Cerebellum tumors should be examined under two separate headings as adults and childhood. Approximately 70-75% of adult brain tumors are located in the brain, while 60-70% of childhood brain tumors are located in the cerebellum. In other words, 2/3 of all adult brain tumors are seen in the brain, while 2/3 of childhood brain tumors are seen in the cerebellum. While the most common brain tumors in adults are glial tumors (astrocytomas), the most common cerebellum tumors are hemangioblatomas with well-known genetic inheritance. The most common tumor after childhood leukemia is cerebellum tumors. The most common among childhood cerebellum tumors (medulloblastoma, astrocytoma, epandioma, brain stem gliomas, dermoid and epidermoid cysts, etc.). Among the adult cerebellum tumors, the most common ones especially in the pontocerbellar corner region in adults (Schwannoma, meningioma, arachnoid and epidermoid cysts, plasmacytomas, glomus jugulare tumors, metastases, etc.)
CYSTIC CEREBELLAR ASTROCYTOMY (980098002) They constitute an average of 10-20% of childhood brain tumors. It is most common in the first 5 years of life. There is no difference between the incidence of men and women. Cystic cerebellar astrocytomas in children have a good prognosis. Certainly these children outperform those with other cerebellum tumors, medulloblastoma, ependymomas, and lesions with brainstem glioma. All these tumors have long-term survival rates when removed. Because only 5-20% of these lesions are histologically malignant.
History of the Disease
Most of these children have the onset of morning headache and vomiting for several weeks. These complaints are tried to be treated with the preliminary diagnosis of other diseases, without ever considering a cerebellum tumor in the beginning. These leading complaints become persistent and persistent over time.
Complaints and Findings
In these children, first of all, personality changes, abnormal gait, double vision and changes in consciousness level occur. Neck pain, slowed heart rate (bradycardia), decreased breathing frequency (bradypnea), hypertension complaints and symptoms develop due to increased pressure in the brain stem. Blurring and closure always indicate a poor prognosis. Increased pressure in the eyes (papilledema) and sometimes optic atrophy are seen. 6th cranial nerve palsy due to increased intracranial pressure (CIBA) is seen in approximately 15% of these patients. Contrary to this, dizziness and other cranial nerve palsies are rarely seen. Truncal ataxia is common. In older children, there is a tandem gait, although it is suspicious. Dysmetria is common in older children. Nystagmus is less common. Cerebellar fits is a rarer condition.
Diagnosis
As with all cerebellum tumors, medicated brain Magnetig Resonance (MR) technique, one of the brain imaging methods, is a very important and reliable noninvasive test method in the diagnosis of these lesions. Apart from this, the medicated brain Computed Tomography (CT) technique provides additional additional information compared to the MR technique in showing whether there are calcifications in the lesion in some tumors such as ependymoma, cystic cerebellar astrocytomas. The cerebrovascular angiography test method has no place in the diagnosis of these lesions. However, cerebrovascular angiography should be performed in those who are thought to have von-Hippel Lindou disease. With this test, it shows the vascular pathologies around the tumor. As a result, when a cerebellum tumor is considered, the diagnosis is made very quickly, quickly and reliably with today’s advanced diagnostic methods. Unfortunately, there are no blood tumor marker tests for the diagnosis of cystic cerebellar astrocytomas in the cerebellum.

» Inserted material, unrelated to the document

PR #1353, opened 2020-02-02
[ThingManagerImpl] Prevent multiple handler inits on thing enabling

mdicke2s:
When a thing is enabled, the `ThingManagerImpl` takes care of calling `ThingHandler#initialize()`.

In the differential diagnosis, von-Hippel lindau disease, especially with a cystic component, should be kept in mind.
Treatment
As with all cerebellar tumors, if the doctor thinks that the cerebellar lesion is a cystic cerebellar astrocytoma preoperatively, he or she should only rule out von-Hippel-lindou disease. In the treatment strategy of cystic cerebellar astrocytomas, the entire lesion should be surgically removed, if possible. An experienced surgeon manages the surgery by knowing where such a lesion originates and where it grows during cerebellum surgery. Because the vital functions of all anatomical tissues are important during surgery for cerebellum tumors. In cystic cerebellar astrocytomas, especially the yellow colored cystic fluid in the cyst is the characteristic of these tumors. In addition, solitary tumors accompanying the cystic part are usually non-bleeding, soft lesions. If the histopathological report confirms a low grade atrocytoma after all solitary tumor removal, no additional adjuvant radiotherapy or chemotherapy is required for treatment. However, if the malignant type of histopathological astrocytoma is reported, adjuvant radiotherapy and chemotherapy are required in the postoperative period.
Conclusion
The results are excellent if these tumors are cystic cerebellar astrocytoma and have been totally removed. Because only 5-20% of these lesions are histopathologically malignant.